# Onkyo TX-NR809 Monitor 2 (Submon) Problem



## spytech (May 22, 2012)

So, I have had my 809 for quite a while now and finally got around to adding a second monitor. Unfortunately, I am not able to display NET source or use the output to display menus or anything built into the unit. (All other sources (HDMI Inputs) display fine when selected, except internal sources. I have selected both monitors in setup, I have selected just the second monitor and again only source inputs will display no NET no Tuner No menus, just a blue screen that the Onkyo is sending out @ [email protected]
Anyone have this issue or a resolution?. :hissyfit::rant::dumbcrazy:
Thanks Shacksters,


----------



## Savjac (Apr 17, 2008)

Did the Onkyo ever do it right or is this the way it has been since you received it ?


----------



## spytech (May 22, 2012)

It is the first time I ever tried the output,


----------



## Dolus (Jul 31, 2013)

I am not sure if you mean there is no on screen display at all on either monitor, or just no screen display on the monitor connected to HDMI SUB OUT.
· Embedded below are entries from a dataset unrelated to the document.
PR #1460, opened 2023-09-11
Support class resolver for open storage

parallels999:
For config cache, 
Wouldn't it be better to be able to use a resolver by class name instead of a callback method?
So, on `storage.open` we can set a string class name, where is a `resolve` method
Or in `DEBUGBAR_OPEN_STORAGE ` we just can set the fqn of the class

### DIFF
--- a/src/Controllers/OpenHandlerController.php
+++ b/src/Controllers/OpenHandlerController.php
@@ -24,6 +24,10 @@ class OpenHandlerController extends BaseController
             return call_user_func($open, [$request]);
         }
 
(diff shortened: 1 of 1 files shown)


barryvdh:
Can't this be done in the callback? This doesn't seem like a convention of Laravel?

parallels999:
>Can't this be done in the callback? 

https://github.com/barryvdh/laravel-debugbar/blob/7746529baa332e2edfaf6d5a69841e421f57553d/src/Controllers/OpenHandlerController.php#L23-L25
yes, but the problem is that if you set a closure on config, then you can't cache that config, because closure is not serializable

PR #1462, opened 2023-09-14
Show queries memory usage

erikn69:
Adds memory usage  on queries tab
image

image

the js widget already supports this


jose123v:
why `memory_usage` flag?
I think it should be a default functionality.
@barryvdh thoughts??

barryvdh:
I think real usage indeed.

barryvdh (approved):

barryvdh:
Nevermind, false show the used memory instead of allocated.

PR #1467, opened 2023-09-19
Set memory baseline on MemoryCollector

### LINKED ISSUE #1434: debug bar showing 19-21mb memory usage on clean install laravel (welcome page)
I have tested it on laravel 8 , 9 and 10. all of them showing 19-21mb usage on welcome page while having fresh installation.
Is this normal or something is wrong with package. I have php v8.1.17 installed. i did composer update as well. but issue remains same. I have watched few installation tutorials. They have less memory usage than mine for same laravel version.

erikn69:
Closes #1434
Complements of https://github.com/maximebf/php-debugbar/pull/559

### DIFF
--- a/config/debugbar.php
+++ b/config/debugbar.php
@@ -189,6 +189,7 @@ return [
 
     'options' => [
         'memory' => [
+            'reset_peak' => false,     // run memory_reset_peak_usage before collecting
             'with_baseline' => false,  // Set boot memory usage as memory peak baseline
         ],
         'auth' => [
--- a/config/debugbar.php
+++ b/config/debugbar.php
@@ -188,6 +188,9 @@ return [
      */
 
     'options' => [
+        'memory' => [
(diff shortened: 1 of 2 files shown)


cesarreyes3:
hi @barryvdh, could you check this?, thanks

Rattone:
Why is this not being merged?

cesarreyes3:
@Rattone hi, maybe @barryvdh has no time to review it

barryvdh:
I'm not really sure on the use case here, but okay.

barryvdh (approved):

barryvdh:
Yeah I understand that, but I'm not really sure if this is the best way. It feels a bit weird that it's excluding the bootstrap. But for Octane etc I do understand why you would need to reset the usage.

But not really sure why the memory is so different. I'd rather just 'have it work' correctly without config, but not sure. If Linux or windows reservers more memory, it would be sufficient to use the 'real' usage instead of the allocated usage?

PR #1469, opened 2023-09-20
Support editor link on ConfigCollector

erikn69:
Add editor link on the configs tab
image


barryvdh:
I think this is slightly overkill, and also might not always be correct if the config is coming from other sources.

PR #1471, opened 2023-09-22
`route_middleware` from config

systemsolutionweb:
middleware to the debugbar routes from config


angeljqv (approved):

barryvdh:
But we would need to add a config then.

systemsolutionweb:
> But we would need to add a config then.

to document it, yes, so anyone could find it more easily if I needed it

PR #1473, opened 2023-09-29
(fix) Inject debugbar at the first `</head>`

### LINKED ISSUE #1429: Issue with adding of the debugbar at the last occurence in head
In my project I am showcasing some ways to do specific tasks in Magento 1 and 2.
So, in the php file:
https://github.com/barryvdh/laravel-debugbar/blob/master/src/LaravelDebugbar.php
At line: 914-915 I see the function is at follows:
// Try to put the js/css directly before the < /head>
$pos = strripos($content, '< /head>');

If I add in the content another < /head> then the entire pages does not work properly anymore.

What is the purpose of finding the last occurrence and not the first?

erikn69:
Closes #1429

Try adding this on any view: `<textarea></head></textarea>`,
then debugbar stop working

### DIFF
--- a/src/LaravelDebugbar.php
+++ b/src/LaravelDebugbar.php
@@ -927,7 +927,7 @@ class LaravelDebugbar extends DebugBar
         $widget = $renderer->render();
 
         // Try to put the js/css directly before the </head>
-        $pos = strpos($content, '</head>');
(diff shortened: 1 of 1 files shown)


barryvdh:
Yeah I changed it to stripos for case insensitivity

PR #1474, opened 2023-10-04
Test against PHP 8.3

sergiy-petrov:


jnoordsij (approved):
As discussed in https://github.com/barryvdh/laravel-debugbar/pull/1476#discussion_r1357051542, there probably should be a follow-up to correct the implementation of the `__toString` method in the `LaravelDebugbar` class. Given that it is unrelated to this PR and this PR only changes the styling (through an automated fix), I think this is ready to merge!

barryvdh:
Thanks!

PR #1476, opened 2023-10-08
GitHub workflow improvements

jnoordsij:
(This is a follow-up to #1474, as I was doing this myself, then found out there already was a PHP 8.3 PR, so please merge that first; this is based on the branch to prevent merge conflicts).

When updating the workflow, I noticed a few things that could be slightly improved:
- use the latest stable PHP version for the `fix-cs` workflow
- remove the explicit `nesbon/carbon` version requirement in `run-tests` as it is no longer needed
- Add Lumen 10 to `run-integrations-test`, which was probably already meant to be there

### DIFF
--- a/src/LaravelDebugbar.php
+++ b/src/LaravelDebugbar.php
@@ -348,7 +348,7 @@ class LaravelDebugbar extends DebugBar
                         if (!app(static::class)->shouldCollect('db', true)) {
                             return; // Issue 776 : We've turned off collecting after the listener was attached
                         }
-                        
+
                         $bindings = $query->bindings;
                         $time = $query->time;
                         $connection = $query->connection;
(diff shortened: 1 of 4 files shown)


src/LaravelDebugbar.php
```diff
@@ -470,15 +470,20 @@ public function __construct($transport, $laravelDebugbar)
...
                             );
                         }
-                        protected function doSend(SentMessage $message): void {}
-                        public function __toString(): string{ $this->originalTransport->__toString(); }
+                        protected function doSend(SentMessage $message): void
+                        {
+                        }
+                        public function __toString(): string
+                        {
+                            $this->originalTransport->__toString();
```
erikn69, line 485: return missing
```diff
- $this->originalTransport->__toString();
+ return $this->originalTransport->__toString();
```

jnoordsij: This should be addressed in #1474, where I based this on. I can rebase once that is done and merged.

Also this looks likes an automated fix, so might also need to be reported/fixed in the autofixer.

parallels999 (approved):

erikn69 (approved):

src/LaravelDebugbar.php
jnoordsij: Actually after a second look I noticed this already was incorrect before the auto-styling was applied. Probably might be better to fix this in another PR once #1474 and this have been merged.

PR #1494, opened 2023-11-20
Adds config option to disable the display of parameters in views.

nimmneun:
So I was playing with filamentphp last weekend and noticed some heavy browser lags for basically all list views with 100s of blade components (which is basically all xD).

After profiling I noticed a heavy lag when rendering the parameter list.
image
`vendor/maximebf/debugbar/src/DebugBar/Resources/widgets/templates/widget.js:50`

Easy way around this would be an option to disable params from this package.

I profiled this on 2 Laptops ... with the same result.

To reproduce and ensure I'm not the only one suffering from this, just return before params are written into the dom element:
`vendor/maximebf/debugbar/src/DebugBar/Resources/widgets/templates/widget.js:50`
image

... just figured imma rename this config to with_params, default true 🙈 one sec pls 

If I'm the only one experiencing this, please downvote this PR with a 👎 xD

### DIFF
--- a/config/debugbar.php
+++ b/config/debugbar.php
@@ -213,6 +213,7 @@ return [
         'views' => [
             'timeline' => false,  // Add the views to the timeline (Experimental)
             'data' => false,    //Note: Can slow down the application, because the data can be quite large..
+            'exclude_params' => false, // Enable to reduce browser lag for views with many blade components
             'exclude_paths' => [], // Add the paths which you don't want to appear in the views
         ],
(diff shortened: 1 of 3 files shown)


barryvdh:
What do you think about https://github.com/barryvdh/laravel-debugbar/pull/1503 ?

nimmneun:
@barryvdh looking good + more flexible 👍

nimmneun:
solved by #1503

PR #1503, opened 2024-02-09
Reduce View/Templates impact on performance

barryvdh:
- By default, don't show parameters. Add new config to allow just the keys (previous default)
- By default, group the templates so you don't render 50 of the same lines
- Add filament to exclude because of the many components you probably don't need.

Before:
image

After:
image


barryvdh:
For the Twitter users, tweaked it a bit to use similar links to phpstorm etc evewhere. And only group after a threshold (50 by default).
image
image

PR #50, opened 2018-11-21
uninstall for installer syncer

ilackarms:
also should prevent reinstalling the same mesh over and over
untested


pkg/install/install_syncer.go
```diff
@@ -243,3 +264,13 @@ func getMeshObject(install *v1.Install) (*v1.Mesh, error) {
 	}
 	return mesh, err
 }
+
+func uninstallHelmRelease(releaseName string) error {
+	helmClient, err := helm.GetHelmClient()
+	if err != nil {
+		return err
+	}
```
rickducott: This doesn't clean up any additional resources, such as CRDs, CRBs

api/v1/install.proto
```diff
@@ -34,6 +34,10 @@ message Install {
     HelmChartLocator chartLocator = 6;
 
     Encryption encryption = 7;
+
+    // whether or not this install should be enabled
+    // if disabled, corresponding resources will be uninstalled
+    bool enabled = 12;
```
rickducott: this should default to true

ilackarms: there's a proto tag for that

pkg/install/install_syncer.go
ilackarms: i left this to a post/pre install method on the interface

api/v1/install.proto
ilackarms: fixed

ilackarms:
added an assertion in the e2e that  tests uninstall

pkg/install/consul/consul_installer.go
```diff
@@ -45,6 +45,14 @@ func getOverrides(encryption *v1.Encryption) string {
 	return strings.Replace(overridesYaml, "@@MTLS_ENABLED@@", strBool, -1)
 }
 
+func (c *ConsulInstaller) DoPreHelmUninstall() error {
+	return nil
+}
+
+func (c *ConsulInstaller) DoPostHelmUninstall() error {
+	return nil
```
rickducott: Needs to remove CRB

This from page 44 of the manual:-

The on-screen menus appear only on a TV that is
connected to the HDMI OUT MAIN. If your TV is
connected to other video outputs, use the AV
receiver’s display when changing settings.


----------



## spytech (May 22, 2012)

Thanks for the response folks.
I have resolved the situation by installing an 1x2 splitter amplifier to the main output.


----------



## Savjac (Apr 17, 2008)

Looks like we learned something from you today, thanks for the update as well as the question.


----------